BEGIN Information shown

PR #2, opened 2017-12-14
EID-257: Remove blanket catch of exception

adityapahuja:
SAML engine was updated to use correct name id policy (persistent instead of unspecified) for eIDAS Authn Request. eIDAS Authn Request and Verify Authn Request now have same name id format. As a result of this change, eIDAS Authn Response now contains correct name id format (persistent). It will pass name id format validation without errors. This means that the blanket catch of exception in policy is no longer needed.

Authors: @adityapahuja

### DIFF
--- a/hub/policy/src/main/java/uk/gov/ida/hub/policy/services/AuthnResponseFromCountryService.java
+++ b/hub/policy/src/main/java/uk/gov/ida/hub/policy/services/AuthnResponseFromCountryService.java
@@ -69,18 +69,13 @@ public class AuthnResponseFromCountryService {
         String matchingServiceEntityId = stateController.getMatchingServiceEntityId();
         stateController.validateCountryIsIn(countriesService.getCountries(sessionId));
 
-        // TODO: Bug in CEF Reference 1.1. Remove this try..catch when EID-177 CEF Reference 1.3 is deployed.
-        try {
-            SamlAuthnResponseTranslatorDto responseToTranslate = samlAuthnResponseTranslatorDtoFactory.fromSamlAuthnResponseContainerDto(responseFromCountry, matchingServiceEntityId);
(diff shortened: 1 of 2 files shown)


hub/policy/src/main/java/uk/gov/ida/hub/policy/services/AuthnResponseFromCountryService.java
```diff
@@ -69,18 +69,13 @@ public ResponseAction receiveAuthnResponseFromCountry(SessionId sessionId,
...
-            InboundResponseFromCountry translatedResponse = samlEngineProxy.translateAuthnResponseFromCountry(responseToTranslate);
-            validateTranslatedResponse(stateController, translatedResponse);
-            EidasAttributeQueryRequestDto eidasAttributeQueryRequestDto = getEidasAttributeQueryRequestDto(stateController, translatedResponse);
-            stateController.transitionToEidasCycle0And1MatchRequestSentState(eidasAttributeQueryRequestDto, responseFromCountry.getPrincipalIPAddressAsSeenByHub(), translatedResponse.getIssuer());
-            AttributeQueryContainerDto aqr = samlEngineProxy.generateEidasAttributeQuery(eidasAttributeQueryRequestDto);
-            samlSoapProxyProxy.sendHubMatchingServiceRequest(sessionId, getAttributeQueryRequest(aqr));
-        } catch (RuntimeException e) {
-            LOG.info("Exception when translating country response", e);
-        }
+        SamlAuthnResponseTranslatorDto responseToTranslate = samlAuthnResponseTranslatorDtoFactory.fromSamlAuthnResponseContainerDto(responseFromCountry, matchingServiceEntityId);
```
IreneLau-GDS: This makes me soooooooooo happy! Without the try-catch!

END Information shown
BEGIN Information shown

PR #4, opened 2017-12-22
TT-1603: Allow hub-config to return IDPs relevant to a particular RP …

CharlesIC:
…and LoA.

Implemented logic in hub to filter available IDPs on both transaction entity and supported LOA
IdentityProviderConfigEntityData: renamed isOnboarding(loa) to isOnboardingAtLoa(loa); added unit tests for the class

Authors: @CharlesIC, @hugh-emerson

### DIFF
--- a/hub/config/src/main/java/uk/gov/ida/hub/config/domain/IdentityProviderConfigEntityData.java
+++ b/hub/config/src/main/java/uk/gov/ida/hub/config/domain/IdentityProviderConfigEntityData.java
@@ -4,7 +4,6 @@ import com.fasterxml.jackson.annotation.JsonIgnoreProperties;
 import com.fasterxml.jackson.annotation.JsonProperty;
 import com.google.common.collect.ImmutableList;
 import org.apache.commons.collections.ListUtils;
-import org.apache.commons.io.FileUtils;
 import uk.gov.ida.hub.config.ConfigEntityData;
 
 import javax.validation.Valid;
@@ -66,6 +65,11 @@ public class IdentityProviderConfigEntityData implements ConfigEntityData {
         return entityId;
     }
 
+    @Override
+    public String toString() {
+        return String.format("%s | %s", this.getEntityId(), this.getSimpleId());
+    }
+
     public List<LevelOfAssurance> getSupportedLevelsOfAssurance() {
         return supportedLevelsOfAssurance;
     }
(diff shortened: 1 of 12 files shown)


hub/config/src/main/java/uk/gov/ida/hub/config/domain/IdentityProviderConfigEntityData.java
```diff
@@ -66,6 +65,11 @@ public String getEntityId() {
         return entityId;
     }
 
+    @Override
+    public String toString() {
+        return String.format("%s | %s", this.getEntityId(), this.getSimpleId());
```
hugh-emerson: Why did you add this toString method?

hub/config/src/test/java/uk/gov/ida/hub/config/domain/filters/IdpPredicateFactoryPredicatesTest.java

END Information shown

| Task objective |
Which lines in the records above include the word "class"? Copy them out.

| Exercise answer |
@@ -69,18 +69,13 @@ public class AuthnResponseFromCountryService {
IdentityProviderConfigEntityData: renamed isOnboarding(loa) to isOnboardingAtLoa(loa); added unit tests for the class
@@ -66,6 +65,11 @@ public class IdentityProviderConfigEntityData implements ConfigEntityData {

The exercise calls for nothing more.